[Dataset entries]
PR #36, opened 2021-01-23
npyforward instead of __call__

turian:
All __call__ commands are now npyfoward. I'm not 100% sure but I believe will need this to wrap, as I'm writing the TorchSynthModule.forward.

The nice thing is this is easy to search and replace, particularly using pycharm, if we want to change this to something nicer later.


maxsolomonhenry:
I think I understand what you're doing here. Is the idea that each module will have a vestigial  `npyforward` in numpy, and a `__call__` in pythorch?

PR #38, opened 2021-01-23
Convert params to floats

turian:
Builds on #33 

We don't want things that are floats actually to be ints. This can trip up pytorch.


maxsolomonhenry (commented):
Yeah again, fine with this contingent on naming decisions etc form other PR's.

PR #39, opened 2021-01-23
Enable mypy for type checking

turian:


turian:
I think this will be a headache to get working and won't help much, once everything is in torch :\

PR #41, opened 2021-01-23
torchutil.py

turian:
* I port util.py to torchutil.py
* util.py is now numpyutil.py
* Unit tests do fuzz testing to make sure that numpy and torch utils are relatively within 1e-4 of each other.

**Ignore code coverage for now.** Code coverage might drop for a little, since we have unit-tests but not integration tests for the torch stuff

### DIFF
--- a/src/ddspdrum/torchutil.py
+++ b/src/ddspdrum/torchutil.py
@@ -1,0 +1,76 @@
+"""
+Utility functions for torch DSP related things
+
+TODO: After everything is torch'ified, remove numpyutil.py version
+and rename this to util.py.
+
+TODO: These should operate on vectors, many of these assume scalar Tensors.
+"""
+
+import torch
+import torch.tensor as T
+
+from ddspdrum.defaults import EPSILON, EQ_POW
+
+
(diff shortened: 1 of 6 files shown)


maxsolomonhenry (approved):
Beaut'

src/ddspdrum/torchutil.py
```diff
@@ -0,0 +1,76 @@
...
+"""
+
+import torch
+import torch.tensor as T
+
+from ddspdrum.defaults import EPSILON, EQ_POW
+
+
+# What is amin here? And maybe we should convert it to a value in defaults?
+# What is the range of amplitude?
```
jorshi, line 17: amin is the minimum amplitude to avoid taking the log of zero -- it could certainly be a value in defaults. Expecting an amplitude in the range of 0 to 1 which maps to a dB range of -200dB to 0dB when using amin=1e-10. (Amplitude could be greater than 1 which would give a dB value greater than zero, but since we are dealing with float samples between -1 and 1 then that would not be expected)

maxsolomonhenry (approved):
Let's pull er in?

PR #42, opened 2021-01-23
Randomize modparameter

turian:
This allows you to create randomized parameters for the synth. I'd like this for unit-testing numpy vs torch.

Depends upon #33 

What's weird is that the note_on_duration is sometimes disregarded and you get like 16 second samples. Is this because of the one-hit thing @maxsolomonhenry ? That seems like a problem to me. You should be able to hillclimb the synth by setting random params to try to get a similar audio of the same duration :\

### DIFF
--- a/examples/examples.py
+++ b/examples/examples.py
@@ -190,7 +190,7 @@ print(my_drum)
 
 # Setting a parameter with a range of [0,1]
 
-my_drum.set_parameter_0to1("pitch_attack", 0.25)
+my_drum.set_modparameter_0to1("pitch_attack", 0.25)
 print(my_drum.parameters['pitch_attack'])
 
 drum_out = my_drum()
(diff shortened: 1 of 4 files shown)


maxsolomonhenry:
As per [this issue](https://github.com/turian/ddsp-drum/issues/27#issue-786093911) we need to reconsider our parameter min-maxs. A 20 second maximum attack will get you into this mess.

turian:
@maxsolomonhenry The issue is orthogonal to the one you're talking about. It's more than if you have a SynthModule (or Drum) and call "randomize_parameters", you don't expect the sound length to change. One you have a synth set up and start flipping around the parameters to find a particular sound, you don't want the sound length to vary.

maxsolomonhenry:
Again we're not hillclimbing note_on_duration. That's a hyperparameter.

If you're randomizing, the audio could have a max time value, based on the Parameter max values.

jorshi:
Randomizing the release time parameter would lead to samples with different lengths, right? Max length of the sample would be note_on_duration + maximum release time. One thing we could do to fix the length of the sound is to introduce another hyperparameter, something like `render_length` -- this could set the length of the output. For example, if the note_on_duration was 1s and that render_length was 2s, then the release time portion would just be cut off at 1s regardless of the actual release time.

turian:
@jorshi yes I like the idea of a render_length hyperparameter.

PR #37, opened 2021-01-23
Refactors before torch-ifying

turian:
This combines #33 #35 #36 #38 #42

PR #44, opened 2021-01-23
Torch ADSR + SineVCO

turian:
This PR is diff'ed against #37 for better understanding.

In this PR, I am converting ADSR and SineVCO to torch. I make sure that torch and numpy modules give the same values on forward. Gradients are computed in example.py but not in unit tests. Why are we getting nan gradient for alpha?

There's a lot to hate in this port.

~~In general, before we address the nitty-gritty (below), I think the biggest issue to consider is that I don't know if standard ADSR will be differentiable on the adsr parameters, since it involves a lot of discontinuities and padding. I think we have two options~~
~~1) don't make anything differentiable and just focus on rendering speed. this is quite lame, of course~~
~~2) work on the subproblem of just creating a differentiable ADSR. ignore our complicated abstractions for now, and just focus on differentiable ADSR, maybe to minimize a simple l2 distance. maybe we have to use splines?~~

Update: It turns out I can differentiate through ADSR parameters? Except alpha which is nan. Why? Check out `example.py`

Here's some TODO:
* examples.py should have a torch section doing the exact thing as above, but with the torch versions.
* Internally, we want to be storing all nn.Parameter in the 0/1 range, not the human readable range. Since that is what will be used for backprop.
* The modparameter abstraction needs to be cleaned up, since each nn.Parameter stores its own value. I think the cleanest thing is a TorchModParameter which inherits from nn.Parameter but adds some helper methods around it.
* torch.linspace doesn't have an endpoint param.
* gradients should be a unit test


src/ddspdrum/torchmodule.py
```diff
@@ -0,0 +1,406 @@
...
+
+        Its curve is determined by alpha:
+
+        alpha = 1 --> linear,
+        alpha > 1 --> exponential,
+        alpha < 1 --> logarithmic.
+
+        """
+
+        # TODO: We originally used endpoint=False, which torch.linspace doesn't support :(
```
turian, line 255: @maxsolomonhenry thoughts?

turian:
One more thing we missed: We have Parameter so that we can query and control and randomize the synth settings through API. However, we don't have that for the *forward* parameters (like note_on_duration) of each synth module.

This is annoying because I'd like to just write unit tests that completely fuzz test numpy vs torch synth modules, and can sensibly automagically pick random forward variables for them. The range of each forward parameter could be specified as list of constants in SynthModule defined before `__init__`.

This is leading me to believe that Parameter (which I'm renaming to ModParameter to not clobber nn.Parameter) should not store a value, and should just be a meta-description of the parameter scale. That seems to be the pattern I want for torch modules and also for randomizing the forward parameters.

src/ddspdrum/torchmodparameter.py
```diff
@@ -0,0 +1,97 @@
+"""
+Parameter Class
```
jorshi, line 2: What is this module for? Looks like TorchSynthModule is still using the other ModParameters?

src/ddspdrum/torchmodule.py
```diff
@@ -0,0 +1,410 @@
...
+            else:
+                npyinput.append(i)
+        return self.forward(*npyinput).numpy()
+
+    # The following is cheesy AF but needed because the
+    # torchparameter is the master variable.
+    # TODO: Remove .value from modparameter
+    def _update_modparameters(self) -> None:
+        for modparameter_id in self.modparameters:
+            self.modparameters[modparameter_id].set_value(
```
jorshi, line 90: This should be set_value_0to1 no? That is the range we are getting back from torch parameters correct ([0,1])?

src/ddspdrum/torchmodparameter.py
jorshi: I see now that the plan is for this to inherit from nn.Parameter

jorshi:
Good stuff! The parameter stuff feels like it is getting a bit messy for sure. I realize this is just a step towards the realized version, which is great. I like the idea of getting rid of ModParameter holding onto any value and creating a subclass of nn.Parameter to handle that. We could rename ModParameter to ParameterRange or something similar and have it be responsible for converting between the human range and the internal 0-1 range? This could either live within the TorchModParameter (maybe we can lose the Mod part of the name now?) -- or just be part of a TorchSynthModule and be associated with a TorchParameter?

Also, I ran examples on my machine and am getting real values for the alpha gradient.

src/ddspdrum/torchmodparameter.py
turian: you're right tho we can remove it

src/ddspdrum/torchmodule.py
turian: @jorshi no, right now we are wrapping the existing behavior so torchparameters are in the original range. I do think we should change it to 0, 1 internally tho

turian:
@jorshi yeah the proposed rewrite ideas are good. I think parameter was a good step forward for us, we weren't 100% sure and needed to figure out the architecture as we went.

Can you paste the gradients you're getting?

src/ddspdrum/torchmodule.py
maxsolomonhenry: Yeah just looking into this. We could make a wrapper for torch linspace that does the extra calculations to ignore the endpoint. Or we could just plug our ears and hope this doesn't make a big difference.

PR #54, opened 2021-01-24
linspace func in torchutil w/ endpoint option

maxsolomonhenry:
Pretty straightforward. Allows to keep the `np.linspace` behaviour we've been using and keeps the math nice. The only issue is the choice of function name. Currently it's `linspace` straight up.

`linspace_with_option_endpoint` is clear, but long. Another choice is `my_linspace` or something like that.

### DIFF
--- a/src/ddspdrum/torchmodule.py
+++ b/src/ddspdrum/torchmodule.py
@@ -12,7 +12,7 @@ import torch.tensor as T
 
 from ddspdrum.defaults import SAMPLE_RATE
 from ddspdrum.modparameter import ModParameter
-from ddspdrum.torchutil import midi_to_hz, reverse_signal
+from ddspdrum.torchutil import midi_to_hz, reverse_signal, linspace
 
 torch.pi = torch.acos(torch.zeros(1)).item() * 2  # which is 3.1415927410125732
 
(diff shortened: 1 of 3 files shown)


turian:
Could you use linspace where I have the comment we want linspace = False?

Also, could you write a unit test in test_torchutil to fuzz test it's good?

maxsolomonhenry:
I can but we have to merge this first -- there's no `tochmodule.py` in this branch

turian:
@maxsolomonhenry I added an optional atol parameter, since relative tolerance is too sensitive for small values

maxsolomonhenry:
Great, thanks. Looks like everything else is just issues with the main repo, which we'll have to clean up eventually in the torchmodule.py etc. So good to pull?

src/ddspdrum/torchmodule.py
```diff
@@ -12,7 +12,7 @@
 
 from ddspdrum.defaults import SAMPLE_RATE
 from ddspdrum.modparameter import ModParameter
-from ddspdrum.torchutil import midi_to_hz, reverse_signal
+from ddspdrum.torchutil import midi_to_hz, reverse_signal, linspace
```
jorshi, line 15: Linter is complaining about the ordering of imports, wants them to be alphabetical

maxsolomonhenry: There's something a little S&M about this linting workflow.

PR #56, opened 2021-01-25
fixed buffer_size for renders

maxsolomonhenry:
Introducing `buffer_size`, which is also a global default `BUFFER_SIZE`.

Now `SynthModule` and `TorchSynthModule` have this property, and a method `to_buffer_size()`. I've placed this at the return for every foward/call:

```
def forward # or npyforward...
  # ...
  out_ = # previous output
  return self.to_buffer_size(out_)
```

There might be a cleaner way of doing this, like making a "pre-forward" method, and then having "forward" always be:
```return self.to_buffer_size(self.pre_forward)```
or some such thing, but that seems confusing and over-engineered.

I fixed up all of `module.py`, and adapted all of `torchmodule.py` that currently exists.

Lmk.

### DIFF
--- a/examples/examples.py
+++ b/examples/examples.py
@@ -390,10 +390,6 @@ kick = svf.npyforward(signal, cutoff_mod=cutoff_mod, cutoff_mod_amount=150)
 plt.plot(kick)
 ipd.Audio(kick, rate=sample_rate)
 
-
-
-
-
 # ## Torch examples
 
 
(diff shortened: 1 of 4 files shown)

### CODE REVIEW

**Comment by turian** [comment]
I do think it might be less error prone if synthmodule and torchsynthmodule applies the command automatically on _forward in forward (or npyforward)

**Comment by maxsolomonhenry** [comment]
I'm into it. What would that look like, with the PyTorch api?


________________________________

**Comment by jorshi** [comment]
I think this is maybe what Joseph was getting at, but we could declare an abstract method `_forward` in `SynthModule` and `TorchSynthModule` that is implemented in all inheriting classes. Then the `forward` method would look something like:

```
def forward(args)
    out_ = self._forward(args)
    return self.to_buffer_size(out_)
```

Is that sort of what you had in mind @turian?

turian (approved):

PR #59, opened 2021-01-27
TorchParameter

jorshi:
Parameters for TorchSynthModules that have an internal range from 0 to 1 and can hold a ParameterRange object to convert to and from a user specified range

### DIFF
--- a/src/ddspdrum/parameter.py
+++ b/src/ddspdrum/parameter.py
@@ -57,8 +57,10 @@ class ParameterRange:
         value (float)   : value within [0,1] range to convert to range defined by
             minimum and maximum
         """
-        assert 0 <= value <= 1
-        if value != 0 and self.curve != 1:
+        assert torch.all(0.0 <= value)
+        assert torch.all(value <= 1.0)
+
+        if self.curve != 1:
             value = torch.exp2(torch.log2(value) / self.curve)
 
         return self.minimum + (self.maximum - self.minimum) * value
@@ -71,7 +73,9 @@ class ParameterRange:
         ----------
         value (float)   : value within the range defined by minimum and maximum
         """
-        assert self.minimum <= value <= self.maximum
+        assert torch.all(self.minimum <= value)
+        assert torch.all(value <= self.maximum)
+
         normalized = (value - self.minimum) / (self.maximum - self.minimum)
         if self.curve != 1:
             normalized = torch.pow(normalized, self.curve)
@@ -130,5 +134,4 @@ class TorchParameter(nn.Parameter):
         if self.parameter_range is not None:
             self.data = self.parameter_range.to_0to1(new_value)
         else:
-            assert 0 <= new_value <= 1
-            self.data = new_value
+            raise RuntimeError("A range was never set for this parameter")
--- a/src/ddspdrum/parameter.py
+++ b/src/ddspdrum/parameter.py
@@ -5,7 +5,6 @@ Parameters for DDSP Modules
 import torch
 import torch.tensor as T
 import torch.nn as nn
-import numpy as np
 
 
 class ParameterRange:
@@ -49,7 +48,7 @@ class ParameterRange:
             self.minimum, self.maximum, self.curve_type
         )
 
-    def from_0to1(self, value) -> float:
+    def from_0to1(self, value: T) -> T:
         """
         Set value of this parameter using a normalized value in the range [0,1]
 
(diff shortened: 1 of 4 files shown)


src/ddspdrum/parameter.py
```diff
@@ -0,0 +1,159 @@
...
+        """
+        Set value of this parameter using a normalized value in the range [0,1]
+
+        Parameters
+        ----------
+        value (float)   : value within [0,1] range to convert to range defined by
+            minimum and maximum
+        """
+        assert torch.all(0.0 <= value)
+        assert torch.all(value <= 1.0)
```
jorshi, line 61: @turian how should we handle values that are beyond this range? I was doing some tests with optimization and was getting errors because the parameters were going beyond this.

turian: I am not 100% sure.

As I wrote up earlier, I think what we want to do during training is allow to be epsilon (1e-1?) outside of [0, 1] without any penalty. And once it's smaller than -eps or greather than 1+eps, there is a strong penalty like 10 * amount outside range.

It's not entirely clear to me yet whether we should allow things outside the range here or not, or how to implement it. We can chat a little bit about it but this is fine for now and we can fix it later if we decide something else

src/ddspdrum/parameter.py
```diff
@@ -0,0 +1,159 @@
...
+        else:
+            curve_types = ["linear", "log", "exp"]
+            raise ValueError("Curve must be one of {}".format(", ".join(curve_types)))
+
+    def __repr__(self):
+        return "ParameterRange(min={}, max={}, curve={})".format(
+            self.minimum, self.maximum, self.curve_type
+        )
+
+    def from_0to1(self, value: T) -> T:
```
turian, line 51: Should we call this variable `normalized`? For consistency with the below?

src/ddspdrum/parameter.py
```diff
@@ -0,0 +1,159 @@
...
+        assert torch.all(self.minimum <= value)
+        assert torch.all(value <= self.maximum)
+
+        normalized = (value - self.minimum) / (self.maximum - self.minimum)
+        if self.curve != 1:
+            normalized = torch.pow(normalized, self.curve)
+
+        return normalized
+
+
```
turian, line 85: Very cool

src/ddspdrum/parameter.py
```diff
@@ -0,0 +1,159 @@
...
+        self.parameter_name = parameter_name
+
+        return self
+
+    def __repr__(self):
+        return "TorchParameter(name={}, value={})".format(
+            self.parameter_name, self.item()
+        )
+
+    def get_in_range(self) -> T:
```
turian, line 137: Do we want to call this from_0to1 and to_0to1? I just find it confusing each to time think through what "in range" means because it's kinda idiomatic and could mean either convention

src/ddspdrum/torchmodule.py
```diff
@@ -108,76 +85,63 @@ def npyforward(
...
-    def _update_modparameters(self) -> None:
-        for modparameter_id in self.modparameters:
-            self.modparameters[modparameter_id].set_value(
-                float(self.torchparameters[modparameter_id].numpy())
-            )
-
-    # In general, we should consider removing all the following
-    # since we don't want to cast to int and then back to Tensor
-    # Alternately, we should make a SynthParameter which is an nn.Parameter
-    # but decorated with ModParameter stuff.
```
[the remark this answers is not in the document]
turian: Yeah i like this

src/ddspdrum/torchmodule.py
```diff
@@ -108,76 +85,63 @@ def npyforward(
...
         Parameters
         ----------
         modparameter_id (str)  :   Id of the modparameter to return the value for
         """
-        self._update_modparameters()
-        return self.modparameters[modparameter_id].get_value_0to1()
+        return float(self.torchparameters[parameter_id].item())
 
-    def set_modparameter(self, modparameter_id: str, value: float):
+    def set_parameter(self, parameter_id: str, value: float):
```
turian, line 116: Maybe we should establish the convention that all these methods are either `_0to1` or `_human`/`_orig`??

turian: Don't have to tho

turian (approved):
This is good, we can merge it or tweak it a little, as you like

src/ddspdrum/torchmodule.py
jorshi: Going to leave this for now, I think it makes sense at this level that an end-user would be interacting with it that you would want to set a parameter in the human range by default, and then having the other setter explicitly marked set_parameter_0to1. Happy to change this in the future if you find it confusing.

jorshi:
Updated with some changes suggested by @turian and merged

PR #61, opened 2021-01-30
Fm vco

maxsolomonhenry:
Made `FmVCO` class, which basically has to process the modulation signal in a slightly different way. Typically the mod signal is applied in midi-space (log frequency), but FM operates on modulations in Hz space. Also changed the modulation depth to reflect the classic 'modulation index' of FM literature. It's a bit more intuitive this way.

Had to slightly refactor `VCO` to make this smooth.

Note, this is only work on the numpy modules. `torchmodule.py` would have to be updated accordingly.


src/ddspdrum/module.py
```diff
@@ -368,16 +368,21 @@ def _npyforward(self, mod_signal: np.array, phase: float = 0.0) -> np.ndarray:
...
 
+        # Store final phase.
         self.phase = cosine_argument[-1]
         return self.oscillator(cosine_argument)
 
+    def make_control_as_frequency(self, mod_signal: np.ndarray):
+        modulation = self.p("mod_depth") * mod_signal
+        control_as_midi = self.p("pitch") + modulation
+        return midi_to_hz(control_as_midi)
+
```
maxsolomonhenry, line 385: Factoring this section, as this is what `FmVCO` has to replace. Could be a better name for this method.

Effectively we're pivoting between various representations of instructions: (1) *midi* values, (2) *instantaneous frequency* (Hz), and (3) *phase*, which ultimately controls the oscillator.

jorshi: pitch_signal_to_frequency? I think what you have is also okay

src/ddspdrum/module.py
```diff
@@ -368,16 +368,21 @@ def _npyforward(self, mod_signal: np.array, phase: float = 0.0) -> np.ndarray:
```
turian, line 368: hmmmm so changing numpy functionality that has already been ported to torch (VCO), you should also port these changes to torch.

src/ddspdrum/module.py
```diff
@@ -368,16 +368,21 @@ def _npyforward(self, mod_signal: np.array, phase: float = 0.0) -> np.ndarray:
 
         """
 
-        assert (mod_signal >= 0).all() and (mod_signal <= 1).all()
+        assert (mod_signal >= -1).all() and (mod_signal <= 1).all()
```
turian, line 371: Can you explain why we need this change? Is it only FmVCO where mod_signal >= -1 and for all the others its >= 0?

src/ddspdrum/module.py
```diff
@@ -401,14 +406,51 @@ class SineVCO(VCO):
...
+        self,
+        midi_f0: float = 10.0,
+        mod_depth: float = 50.0,
+        phase: float = 0.0,
     ):
+
         super().__init__(midi_f0=midi_f0, mod_depth=mod_depth, phase=phase)
 
     def oscillator(self, argument):
         return np.cos(argument)
```
turian, line 420: Pretty cool.

src/ddspdrum/module.py
maxsolomonhenry: Frequency modulation adjusts the frequency both above and below the central frequency; that's how the theory works and how you get the nice central pitch percept. 

But I'm thinking that mod's should be `-1 < mod < 1` in general though. Makes for a more flexable synth.

src/ddspdrum/torchmodule.py
```diff
@@ -435,3 +439,60 @@ def __init__(
...
+        super().__init__(sample_rate=sample_rate, buffer_size=buffer_size)
+
+    def _forward(self, control_in: T, audio_in: T) -> T:
+        assert (control_in >= 0).all() and (control_in <= 1).all()
+
+        if (audio_in <= -1).any() or (audio_in >= 1).any():
+            normalize(audio_in)
+
+        audio_in = fix_length(audio_in, len(control_in))
+        return control_in * audio_in
```
maxsolomonhenry, line 498: This might be controversial, but needed to be addressed in both the npy and torch modules:

Before the VCA clipped both control and audio signals. Here, we assert the control is in the right range (unlike pitch mod, no reason for it to ever be negative; and no reason to be above 1). The audio is generally well-behaved, but sometimes can creep outside [-1, 1]. With most random synths this is not the case, but it's here as a fail safe. It shouldn't effect synth performance.

src/ddspdrum/module.py
turian: Okay cool

turian:
Cool great :) Do you want to add tests? If you're having trouble I can help

turian (approved):
This looks really good

PR #393, opened 2022-06-15
Refactor header helper functions

cx1111:
Two main changes:
1. Remove the duplicate logic for parsing comment and non-comment lines from header text in `download.py` and `_header.py`
2. Fix the above logic to no longer try to find comment strings at the end of record/signal/segment lines. See: https://github.com/wfdb/wfdb-spec/pull/9#issuecomment-1121414020


tompollard (approved):
Looks good! So we are intentionally dropping support for inline comments? e.g. for the following data:

```
drive02.dat 16 1.0001/bpm 16 0 75 -19070 0 HR
drive02.dat 16 100 16 0 0 -9226 0 marker # INLINE COMMENT
drive02.dat 16x2 500 16 0 5804 -14191 0 RESP
# COMMENT ON OWN LINE
```
...previously we returned:

```
 'comments': ['INLINE COMMENT', 'COMMENT ON OWN LINE'],
 ```

...but now we return:

```
 'comments': ['COMMENT ON OWN LINE'],
```

It would be good to know how often inline comments appear in existing datasets (if at all), but fine with me if @bemoody is happy (which I assume he is based on https://github.com/wfdb/wfdb-spec/pull/9#issuecomment-1121414020).

PR #395, opened 2022-06-23
Add a missing import in _coreio.py

bemoody:
The posixpath module is used in _coreio.py but I mistakenly forgot to import it.  This breaks remote FLAC file access.


cx1111:
Also missing `config` object from `download` module.

cx1111 (approved):

Issue #394, opened 2022-06-22
Reading FLAC file fails when total samples > 2**24


bemoody:
Reading a FLAC signal file will fail when the total number of samples (length times number of channels) exceeds 2**24, *and* the number of channels is not a power of two.

The root cause appears to be a bug in libsndfile: the internal function flac_read_flac2s tries to break up the input into blocks of 0x1000000 total samples, which doesn't work so well if the number of channels isn't a power of two.

(It might also fail if the FLAC block size isn't a power of two.  Really, the logic in libsndfile is weird and I don't understand it.)

We should be able to work around this by reading a smaller block size at a time.

PR #397, opened 2022-06-24
Handle long-duration FLAC files

bemoody:
As described in issue #394, _rd_compressed_file fails when the number of samples to read exceeds 2**24 and the number of channels isn't a power of two.

This is a bug in libsndfile (https://github.com/libsndfile/libsndfile/issues/431), and although it should be fixed there and perhaps could be worked around in python-soundfile, it's most expedient to work around it here for now.


wfdb/io/_signal.py
```diff
@@ -1875,7 +1875,22 @@ def _rd_compressed_file(
...
+            # samples) due to a bug in libsndfile.  So read the data
+            # in chunks instead.
+            n_samp = end_samp - start_samp
+            sig_data = np.empty((n_samp, n_sig), dtype=read_dtype)
+            CHUNK_SIZE = 1024 * 1024
+            for chunk_start in range(0, n_samp, CHUNK_SIZE):
+                chunk_end = chunk_start + CHUNK_SIZE
+                chunk_data = sf.read(out=sig_data[chunk_start:chunk_end])
+                samples_read = chunk_data.shape[0]
+                if samples_read != CHUNK_SIZE:
```
cx1111, line 1891: What exactly is this block for? Is it just for the last chunk, or potentially earlier?

Why would the shape of `sig_data` need to be changed? Is its first dimension not guaranteed to be `n_samp`?

wfdb/io/_signal.py
```diff
@@ -1875,7 +1875,22 @@ def _rd_compressed_file(
...
+                    sig_data = sig_data[0 : chunk_start + samples_read]
```
cx1111, line 1892: Nit: Can drop the 0 here.

wfdb/io/_signal.py
```diff
@@ -1875,7 +1875,22 @@ def _rd_compressed_file(
             start_samp = start_frame * samps_per_frame[0]
             end_samp = end_frame * samps_per_frame[0]
             sf.seek(start_samp + sample_offset)
-            sig_data = sf.read(end_samp - start_samp, dtype=read_dtype)
+
+            # We could do this:
+            #  sig_data = sf.read(end_samp - start_samp, dtype=read_dtype)
+            # However, sf.read fails for huge blocks (over 2**24 total
+            # samples) due to a bug in libsndfile.  So read the data
+            # in chunks instead.
```
cx1111, line 1883: Please add links to any relevant GH issues here.

cx1111:
> The file might end up being shorter than expected. This can of course happen with binary files as well as FLAC. Currently, AFAIK, if the file is shorter than expected, then both _rd_compressed_file and _rd_dat_file will simply return a truncated array. _rd_dat_signals will then raise the dreaded "samples were not loaded correctly". We *could* raise an error in _rd_compressed_file instead, but my thought was that it would be better to handle it at a higher level. But if you would rather raise the error here, I can change that.

Got it, thanks. I think keeping the logic as is, being consistent with the existing implementations, makes sense.

cx1111 (approved):

PR #401, opened 2022-06-29
Split README content into separate DEVELOPING document

cx1111:
* Remove outdated readthedocs content

The reason for splitting the main README content is that the developing instructions shouldn't be propagated to other places such as pypi. ie. https://pypi.org/project/wfdb/4.0.0/


tompollard (approved):
Looks good to me!

Issue #418, opened 2022-08-31
Record.adc() truncates, doesn't round


bemoody:
```
>>> wfdb.wrsamp('aaa', fs=500, units=['mV'], sig_name=['X'], p_signal=numpy.array([[-1.001],[-0.999],[-0.001],[0.001],[0.999],[1.001]]), adc_gain=[1], baseline=[0], fmt=['16'])
>>> wfdb.rdsamp('aaa')[0]
array([[-1.],
       [ 0.],
       [ 0.],
       [ 0.],
       [ 0.],
       [ 1.]])
```
Clearly the result should be `[[-1],[-1],[0],[0],[1],[1]]`.

PR #419, opened 2022-09-01
Round sample values in physical-to-digital conversion

bemoody:
When converting physical (floating-point) values to digital (integer) values, we generally want to round to the nearest integer, not truncate towards zero.

(Translating floating-point data to integers is *more complicated than you'd think*, but we should try to avoid creating new sources of errors.)

One example:
```
>>> p = wfdb.rdrecord('sample-data/v102s', physical=True)
>>> d = wfdb.rdrecord('sample-data/v102s', physical=False)
>>> p.adc() == d.d_signal
array([[ True,  True,  True,  True],
       [ True,  True, False,  True],
       [ True,  True,  True,  True],
       ...,
       [ True,  True,  True,  True],
       [ True,  True,  True,  True],
       [ True,  True,  True,  True]])
```
(we would of course expect these arrays to be equal.)

This fixes issue #418.

*edit: I am not good at copy and paste*

### DIFF
--- a/tests/test_record.py
+++ b/tests/test_record.py
@@ -971,6 +971,90 @@ class TestSignal(unittest.TestCase):
 
         assert record_2.__eq__(record)
 
+    def test_physical_conversion(self):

> _Exercise instructions_
When the word "assume" shows up in a line of the entries, report that line.

> _Reply_
+TODO: These should operate on vectors, many of these assume scalar Tensors.
It would be good to know how often inline comments appear in existing datasets (if at all), but fine with me if @bemoody is happy (which I assume he is based on https://github.com/wfdb/wfdb-spec/pull/9#issuecomment-1121414020).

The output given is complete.